Saved entries:
+++++
PR #170, opened 2020-02-12
Disable parameterised tests selectively

### LINKED ISSUE #163: Disable Parameterised tests selectively
### **Current situation**
Currently any @Disabled extensions that are there in the junit5 framework disable any test at the class level or at the invocation level before any of the parameters are resolved and the tests are launched

This leads to disable all the tests that were potentially going to run from any of the Parameterized test sources and it reports the test as only one skipped test.

### **Suggestion**
To possible have an extension similar to @Disabled (and it's counterparts) which is able to disable a single instance of the Parameterized test rather than all of them and only marks that individual test as skipped while others can run

Currently because of the following it is not straight forward to build something like this 
https://github.com/junit-team/junit5/issues/1139
https://github.com/junit-team/junit5/issues/1668
https://github.com/junit-team/junit5/issues/1884

And the only way is to use reflection to get access to the arguments for a Parameterized test's resolved argument

It would be nice to have native support for this as well, however as I understand, for programatic argument sources, specially ArgumentProvider and MethodSource, it isn't always sensible to let the arguments get initialised if we're skipping the tests

Currently I've built the following solution for this (it needs to be "productionalized" the answer is just a hint to actual impl) 
https://stackoverflow.com/questions/59716009/is-it-possible-to-disable-a-parameterized-test-basis-arguments-in-junit5

However, it's only valid till Junit5 version 5.3.x, after 5.5.x the Extension classes are package-private and the same solution needs a little bit of tweaking.

Michael1993:
Mostly copy-paste work. Hope it's OK. Closes #163

---

### DIFF
--- a/src/main/java/org/junitpioneer/jupiter/Disable.java
+++ b/src/main/java/org/junitpioneer/jupiter/Disable.java
@@ -1,3 +1,13 @@
+/*
+ * Copyright 2015-2020 the original author or authors.
+ *
+ * All rights reserved. This program and the accompanying materials are
+ * made available under the terms of the Eclipse Public License v2.0 which
+ * accompanies this distribution and is available at
+ *
+ * http://www.eclipse.org/legal/epl-v20.html
+ */
+
 package org.junitpioneer.jupiter;
 
 import java.util.Arrays;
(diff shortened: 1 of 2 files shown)


nicolaiparlog:
The initial code was really just to quickly show a non-declarative solutions. I pondered it for a while - here are my thoughts:

* we surely need ways to express combinations beyond concrete tuples (e.g. "disable if `number` is in [1, 4] and `text` is `"b"`)
* I'm not sure whether we can do everything in just one class (I doubt it, actually)
* maybe `Disable` should be generic, but then we need one type per number of test parameters (1-5 should be enough "for everybody")
* are we rebuilding an assertion library? It feels like assertions are mostly the same thing, but I think they're not good at asserting combinations, which is essential to what we want to do

What about this?

```java
@ParameterizedTest
@CsvSource({ "1, a", "1, b", "1, c", "2, a", "2, b", "2, c", "3, a", "3, b", "3, c" })
public void test(int number, String text) {
	Disable.whenPasses(() -> assertThat(number).is(5));

	Disable.whenAllPass(
		() -> assertThat(number).is(5),
		() -> assertThat(text).is("c"));

	Disable.whenAnyPasses(
		() -> assertThat(number).is(5),
		() -> assertThat(text).is("c"));
}
```

Compared to `Disable.when(number, text).is(1, "a")`:

* more code for the user to write
* less code for us to write
* more powerful ~> fewer feature requests
* presumably users already know their assertion library

Maybe I'm overlooking some obvious failure, but I really like it. I'm really curious to learn what you think!

Michael1993:
I mean I still don't fully understand the use of this feature. You could just write:

```java

@ParameterizedTest
@CsvSource({"1, a", "2, b", "3, c", "4, d", "5, e", "6, f"}
public void test(int number, String text) {
  if (!(number > 1 && number <= 4 && text.equals("a"))) {
    //the actual test
  }
}
```

Isn't that effectively the same thing?

nicolaiparlog:
No, it's not the same thing. :) With an ordinary `if` the test is considered to have passed (i.e. "green"), whereas with `Disabled`, it gets marked as, well, disabled, which is closer to the truth.

Michael1993:
This is not only outdated but the approach is outright wrong, so I'm closing this.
+++++
What you have to do
Nothing but the lines from the first line of the data through the line with "### **Suggestion**" should be returned, exactly as they appear, both ends included.

Exercise answer
PR #170, opened 2020-02-12
Disable parameterised tests selectively

### LINKED ISSUE #163: Disable Parameterised tests selectively
### **Current situation**
Currently any @Disabled extensions that are there in the junit5 framework disable any test at the class level or at the invocation level before any of the parameters are resolved and the tests are launched

This leads to disable all the tests that were potentially going to run from any of the Parameterized test sources and it reports the test as only one skipped test.

### **Suggestion**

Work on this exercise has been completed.